Records drawn from a dataset:
===

PR #6685, opened 2021-04-05
Support @Trace, @Tag and @Tags work for static methods

### LINKED ISSUE #6640: apm-toolkit-trace: @Trace, @Tag and @Tags do not work for static methods

- [x] Question or discussion
- [ ] Bug
- [ ] Requirement

___
I added `Trace` annotation to a static method. The result shows that `Trace` annotation does not work for static methods. A browse of `apm-toolkit-trace-activiation` module shows that `TagAnnotationActivation` and `TraceAnnotationActivation` only do method interception for static methods.

Does this work as designed? If not, I am willing to add support for static methods.

liqiangz:
@Trace, @Tag and @Tags do not work for static methods. Add StaticMethodsAroundInterceptor to support static methods.

- [x] If this pull request closes/resolves/fixes an existing issue, replace the issue number. Closes #6640.


wu-sheng:
Hi, thanks for submitting. I think there is one decision to be made. Today, we don't support to use `this.field` as tag value, so, trace/tag instance and static methods look the same. But consider those cases, they are not.
What do you think about separating these 2 cases, and we may need to add support for `this.field` one day.

wu-sheng:
Reference doc, http://skywalking.apache.org/docs/main/v8.4.0/en/setup/service-agent/java-agent/application-toolkit-trace/. We only support using parameter and returnObj as tag value.

liqiangz:
@wu-sheng  In most cases, these two annotations are the same. I feel separating the two cases for `this.filed`  increases the cost of use. If we need to support `this.field`  one day, maybe we can simply set tag value to `null` for static methods.

wu-sheng:
> I feel separating the two cases for this.filed will increase the cost of use

OK, make sense to me. Let's focus on the details.

apm-sniffer/apm-toolkit-activation/apm-toolkit-trace-activation/src/main/java/org/apache/skywalking/apm/toolkit/activation/trace/TagStaticAnnotationActivation.java
```diff
@@ -0,0 +1,71 @@
...
+import static org.apache.skywalking.apm.agent.core.plugin.match.logical.LogicalMatchOperation.not;
+import static org.apache.skywalking.apm.agent.core.plugin.match.logical.LogicalMatchOperation.or;
+import static org.apache.skywalking.apm.toolkit.activation.trace.TagAnnotationActivation.TAGS_ANNOTATION;
+import static org.apache.skywalking.apm.toolkit.activation.trace.TagAnnotationActivation.TAG_ANNOTATION;
+import static org.apache.skywalking.apm.toolkit.activation.trace.TraceAnnotationActivation.TRACE_ANNOTATION;
+
+/**
+ * The static of tag annotation activation.
+ */
+public class TagStaticAnnotationActivation extends ClassStaticMethodsEnhancePluginDefine {
```
wu-sheng, line 40: You don't need a new activation, you could enhance the existing one by `extends ClassEnhancePluginDefine`.

liqiangz: done

wu-sheng:
FYI @yaojingguo

wu-sheng (approved):
LGTM. Wait for @ascrutae to recheck.

ascrutae (approved):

===

*What to produce*
If a line in the records above contains "ascrutae", copy that line.

*Task response*
LGTM. Wait for @ascrutae to recheck.
ascrutae (approved):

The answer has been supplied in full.